My Lords, we have heard three splendid speeches, and I intend to be very brief. I will pick up on a comment made by my noble friend Lord Blunkett, who is of course quite right that the public will not be interested or involved in the details of this legislation. But I have no doubt whatever that they have an acute sense of fairness. In Committee, I suggested that, for the Government to give instructions to the Electoral Commission is akin to a party in a football match—one of the two teams—giving instructions and guidance to the referee prior to the match. I do not think that anyone in Britain would think that that was a fair situation. I do not think that anyone could seriously contend that that is not what would happen if these two clauses become law.
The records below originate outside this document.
PR #129, opened 2018-05-20
Handle SetStreamMetadata idempotently

damianh:
In many cases a developer will lazily set the metadata of a stream. There are scenarios, especially when appending with StreamVersion.Any that they may set the same metadata over and over. This will increase the metadata stream length unnecessarily.

In another case, if users want to handling this idempotently, they have to invoke a read'n'check first. This has subtle race conditions.

This PR:
 - Adds a deterministic guid generator and tests
 - Add a `MetadataMessageIdGenerator` with a fixed GUID namespace.

### DIFF
--- a/src/SqlStreamStore.AcceptanceTests/SqlStreamStoreAcceptanceTests.StreamMetadata.cs
+++ b/src/SqlStreamStore.AcceptanceTests/SqlStreamStoreAcceptanceTests.StreamMetadata.cs
@@ -279,5 +279,26 @@
                 }
             }
         }
+
+
+        [Fact, Trait("Category", "StreamMetadata")]
+        public async Task When_set_metadata_with_same_data_then_should_handle_idempotently()
+        {
+            using (var fixture = GetFixture())
+            {
+                using (var store = await fixture.GetStreamStore())
+                {
+                    const string streamId = "stream-1";
+                    await store
+                        .SetStreamMetadata(streamId, maxCount: 2, maxAge: 30, metadataJson: "meta");
+                    await store
+                        .SetStreamMetadata(streamId, maxCount: 2, maxAge: 30, metadataJson: "meta");
+
+                    var metadata = await store.GetStreamMetadata(streamId);
+
+                    metadata.MetadataStreamVersion.ShouldBe(0);
+                }
+            }
+        }
     }
 }
--- a/src/SqlStreamStore.MsSql.Tests/SqlStreamStore.MsSql.Tests.csproj
+++ b/src/SqlStreamStore.MsSql.Tests/SqlStreamStore.MsSql.Tests.csproj
@@ -12,9 +12,6 @@
     <Compile Include="..\SqlStreamStore.AcceptanceTests\*.cs" />
   </ItemGroup>
   <ItemGroup>
-    <None Remove="SqlStreamStore.MsSql.Tests.v3.ncrunchproject" />
-  </ItemGroup>
-  <ItemGroup>
     <ProjectReference Include="..\SqlStreamStore.MsSql\SqlStreamStore.MsSql.csproj" />
   </ItemGroup>
   <ItemGroup>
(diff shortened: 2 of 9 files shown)


damianh:
I'm comfortable in declaring this as non-breaking.

src/SqlStreamStore.AcceptanceTests/SqlStreamStoreAcceptanceTests.StreamMetadata.cs
```diff
@@ -279,5 +279,26 @@ await store
...
+                {
+                    const string streamId = "stream-1";
+                    await store
+                        .SetStreamMetadata(streamId, maxCount: 2, maxAge: 30, metadataJson: "meta");
+                    await store
+                        .SetStreamMetadata(streamId, maxCount: 2, maxAge: 30, metadataJson: "meta");
+
+                    var metadata = await store.GetStreamMetadata(streamId);
+
+                    metadata.MetadataStreamVersion.ShouldBe(0);
```
damianh: The primary test. StreamVersion should not have been incremented and stay at 0.

src/SqlStreamStore.MsSql.Tests/SqlStreamStore.MsSql.Tests.csproj
```diff
@@ -6,13 +6,11 @@
     <GenerateRuntimeConfigurationFiles>true</GenerateRuntimeConfigurationFiles>
     <RootNamespace>SqlStreamStore</RootNamespace>
     <NoWarn>1701;1702;1705;1591</NoWarn>
+    <LangVersion>latest</LangVersion>
```
damianh: Slipped this in to all projects

src/SqlStreamStore.MsSql/MsSqlStreamStore.ReadStream.cs
```diff
@@ -87,7 +89,7 @@ public partial class MsSqlStreamStore
                 };
             }
 
-            using(var command = new SqlCommand(commandText, connection))
+            using (var command = new SqlCommand(commandText, connection, transaction))
```
damianh: Needed to pass this down because command wouldn't work if in a transaction scope. In other paths, this is null, which is fine.

damianh:
Would like to slip this into `v1.1.2`

src/SqlStreamStore.MsSql/MsSqlStreamStore.ReadStream.cs
yreynhout: I'm not completely following - are you saying that particular overload needs to be called even if transaction is null?

damianh: Because this transcation https://github.com/SQLStreamStore/SQLStreamStore/blob/4acea41e6ce4d338a0dfa76782bbee9cd4ada98e/src/SqlStreamStore.MsSql/MsSqlStreamStore.StreamMetadata.cs#L61 was getting associated with the connection, if I didn't pass it to this sql command I was getting sql exception.

```
System.InvalidOperationException: BeginExecuteReader requires the command to have a transaction when the connection assigned to the command is in a pending local transaction.  The Transaction property of the command has not been initialized.
   at System.Data.SqlClient.SqlCommand.ValidateCommand(Boolean async, String method)
   at System.Data.SqlClient.SqlCommand.RunExecuteReader(CommandBehavior cmdBehavior, RunBehavior runBehavior, Boolean returnStream, TaskCompletionSource`1 completion, Int32 timeout, Task& task, Boolean asyncWrite, String method)
   at System.Data.SqlClient.SqlCommand.BeginExecuteReader(CommandBehavior behavior, AsyncCallback callback, Object stateObject)
   at System.Threading.Tasks.TaskFactory`1.FromAsyncImpl[TArg1](Func`4 beginMethod, Func`2 endFunction, Action`1 endAction, TArg1 arg1, Object state, TaskCreationOptions creationOptions)
   at System.Threading.Tasks.TaskFactory`1.FromAsync[TArg1](Func`4 beginMethod, Func`2 endMethod, TArg1 arg1, Object state)
   at System.Data.SqlClient.SqlCommand.ExecuteReaderAsync(CommandBehavior behavior, CancellationToken cancellationToken)
```

PR #131, opened 2018-05-20
Allows setting of $deleted stream's metadata

### LINKED ISSUE #130: Purge $deleted
When a message or stream is deleted, a message is deleted to the $deleted stream. The primary purpose of this is to allow subscribers or (a future) mirroring capability to handle that. The current design retains these deleted messages indefinitely where as for most cases, one would only want to retain the for a period of time.

Throwing out some thoughts:

 1. Leverage the metadata infra to be able to set a `maxAge` and/or `maxLength`. Currently, the API does not allow direct manipulation of streams whose Id starts with `$` by design. I'd like to keep this in place so this approach would require an explicit API. The potential slight problem is that for `maxAge` the purge happens on read so a `ReadAllStreamForwards(null...)` would be required to actually remove the `$deleted` stream messages. If that never happens... `MaxCount` is handled on append, so that is not a concern.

What I find particularly persuasive is that this letter from the Electoral Commission, which many of us have, is, unsurprisingly, signed by every single member bar the Conservative nominee—I make no criticism of the fact that he did not sign it, but it was signed by everyone else. It argues against these two clauses. As they say,
“It is our firm and shared view that the introduction of a Strategy and Policy Statement – enabling the Government to guide the work of the Commission – is inconsistent with the role”
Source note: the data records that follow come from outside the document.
PR #143, opened 2018-08-20
Improve performance of reading long streams

yreynhout:
After having fixed the append performance of long streams in the MsSql provider, it was time to assess the read performance of long streams. I noticed that reading forward started to slow down the further we were reading into the stream. Profiling revealed that an index scan was being performed that did an increasing number of reads the further we read. Tuning the SQL to use an index seek, and a fallback to index scan (in case messages are deleted from said stream during the reading operation), has improved the performance drastically (i.e. from around 30 minutes to around 5 minutes when reading around 2 million events in 1 stream as pages of a 1000 events each).

This PR changes the SQL scripts for reading streams of both the V2 and V3 of the schema - the database schema remains unchanged (except for the change below).

In addition, as per @thefringeninja 's suggestion, we've favoured using a clustered primary key (Position) on the Messages table and dropped the need for keeping track of an additional index on Position. This does change the V3 database schema!

### DIFF
--- a/src/SqlStreamStore.MsSql/ScriptsV2/ReadStreamBackward.sql
+++ b/src/SqlStreamStore.MsSql/ScriptsV2/ReadStreamBackward.sql
@@ -3,12 +3,24 @@
     DECLARE @streamIdInternal AS INT
     DECLARE @lastStreamVersion AS INT
 	DECLARE @lastStreamPosition AS BIGINT
+    DECLARE @position AS BIGINT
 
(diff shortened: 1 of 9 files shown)


global.json
```diff
@@ -0,0 +1,9 @@
+{
```
thefringeninja: This will almost certainly break it on my machine though :(

yreynhout: Going to remove it after I've rebased on top of @damianh 's work.

damianh: Yeah cake now donwloads and runs 2.1.400 if not already available on host.

PR #144, opened 2018-08-20
Build script and other maintenance things

damianh:
- Update to xunit 2.4.0
- Remove xunit dotnet cli tool (it's dead Jim).
- Simplify cake bootstrapper
- Some vscode dev time artifacts slipping in.
- Remove the parallel builds / tests / packaging for now so log messages are not interleaved.
- Update other dependencies.
- Platform / Test projects target `netcoreapp2.1`


damianh:
image

Looking good.

PR #145, opened 2018-08-21
Moved Common Test Package References to Own File

thefringeninja:
keeping all the common references e.g. xunit in sync among 4-5 projects is annoying.
needs to be tested with vs


yreynhout:
While I'm not opposed, this tends to change fairly slowly, so much that I wonder if it's worth the DRY-ness.

damianh:
This will mean manual managing of deps via text editing and loss of usage of tooling (`dotnet install` / nuget pacakge manager in VS). I don't think it's worth the dryness.

PR #148, opened 2018-08-21
Remove usage of SqlLocalDB and use sql server container in tests.

damianh:


damianh:
Works fine in ncrunch however seems slower than sqllocldb.

PR #149, opened 2018-08-22
[WIP] Reintroduce Parallel Testing

thefringeninja:
running tests in parallel via cake fails because of race conditions between the two mssql test projects when starting the container. This PR attempst to fix that.


damianh:
Lots of test failures with connection problems. I don't think this is going to work.

PR #154, opened 2018-08-26
fix build scripts

adamralph:


build.ps1
```diff
@@ -22,4 +17,4 @@ else{
 
 # Run Build
 
-dotnet run -p build\build.csproj -c Release --project $Target
\ No newline at end of file
+dotnet run -p build\build.csproj -c Release -- $args
```
adamralph: - `-p` already specifies the project, so currently `$Target` is being ignored
- all the args should be passed through, to allow `build.ps1 -h`, `build.ps1 -D`, etc.
- the target defaults to "default" if not specified

damianh: Lovely, thanks!

Issue #157, opened 2018-08-27
Remove Deleted Streams Table from Postgres Implementation


thefringeninja:
Would prefer not to have an extra table lying around

PR #158, opened 2018-08-27
Remove Deleted Streams Table from Postgres Impl

thefringeninja:
See #157


thefringeninja:
This causes `When_stream_has_max_count_and_append_exceeds_then_should_maintain_max_count` to fail :(

PR #163, opened 2018-09-02
switch targets to using enumerable inputs

adamralph:
It's a bit less code, and you get nicer output, with timings and success/failure messages for each project. E.g. for the `pack` target:

## Before

image

## After

image


damianh:
Lovely

PR #168, opened 2018-09-07
Run the compilation and tests inside docker.

damianh:
- Solution is compiled and test run in a container `microsoft/dotnet:2.1.401-sdk-alpine` 
- Database containers (SqlServer and Postgres), as before, are launched by the test fixtures as "sibling" containers.
- `build.cmd` that contains a single line for windows and `build.sh` that contains (basically) the same line for linux.
- Removed `build.ps1`
- dotnet test, ncrunch, resharper test runner still all work ootb
- could not get it to work via WSL because mounting the docker pipe / socket doesn't work and requiring tcp://localhost:2375 to be exposed was a config step too far.
- updated readme


damianh:
Build is green, whoo! https://travis-ci.org/SQLStreamStore/SQLStreamStore/builds/426095717

adamralph:
This is awesome. 😲

PR #170, opened 2018-09-10
Use minimal as the 'language'

thefringeninja:
The 'minimal' language contains everything we need to build

### DIFF
--- a/.travis.yml
+++ b/.travis.yml
@@ -1,12 +1,7 @@
-language: csharp
-mono: none
-dotnet: 2.1.401
+language: minimal
 sudo: required
 dist: trusty
 script: "./build.sh"
-before_install:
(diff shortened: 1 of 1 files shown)


.travis.yml
```diff
@@ -1,12 +1,7 @@
-language: csharp
-mono: none
-dotnet: 2.1.401
+language: minimal
 sudo: required
 dist: trusty
 script: "./build.sh"
-before_install:
-- sudo service postgresql stop
```
damianh: We still need to stop the postgres service to prevent port clashing with the container instance, right?

thefringeninja:
Nope, because the minimal language doesn't have any database stuff as a
dependency.
https://docs.travis-ci.com/user/languages/minimal-and-generic/#minimal

PR #172, opened 2018-09-10
Increase Travis Timeout

thefringeninja:
If travis doesn't receive any output for 10 minutes it fails the build. Some of our tests are taking almost that long: https://travis-ci.org/SQLStreamStore/SQLStreamStore/builds/426112365#L711

### DIFF
--- a/.travis.yml
+++ b/.travis.yml
@@ -1,7 +1,7 @@
 language: minimal
 sudo: required
 dist: trusty
-script: "./build.sh"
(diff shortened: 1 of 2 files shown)


thefringeninja:
You don't get any build output at all until the whole thing succeeds. 💢

damianh:
In addition to this, can we also output tests as they run?

https://github.com/dotnet/cli/issues/9229#issuecomment-388643284

PR #175, opened 2018-09-11
fix build arg passing

adamralph:
Relates to https://github.com/SQLStreamStore/SQLStreamStore/pull/168

Without this, `dotnet` was intercepting some options, e.g. `-h`.


damianh:
Good catch

PR #176, opened 2018-09-12
remove travis_wait

adamralph:
The build has been failing since #172 was merged due to the addition of `travis_wait`. This is because the build takes longer than 20 minutes, and `travis_wait` only extends the build by up to 20 minutes by default.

of an “independent electoral commission”. If anyone is wavering on this, just substitute the words “Conservative Party” for “Government”. It is nothing to be ashamed of, and I strongly support political parties; I have been in one all my life and I would go as far as to say that they are the lifeblood of our democracy. I do not regard as superior human beings those people who have not joined political parties. If we substitute the word “Government” with “Conservative Party”—because of course Governments consist, in the main, of one political party—it reads as follows: “It is our firm and shared view that the introduction of a Strategy and Policy Statement – enabling the Conservative Party to guide the work of the Commission – is inconsistent with the role of an independent electoral commission.” Is there anyone here who could possibly dispute that statement? Forgetting about the Government for a moment, for one political party in a contested situation—which is precisely what elections are, which is why they can get fraught and need adjudicators—to give an instruction to the referee, or the Electoral Commission in this case, is clearly inconsistent and unacceptable as part of our electoral procedures. I urge everyone to see the fairness of that argument and to support the amendment from the noble and learned Lord, Lord Judge.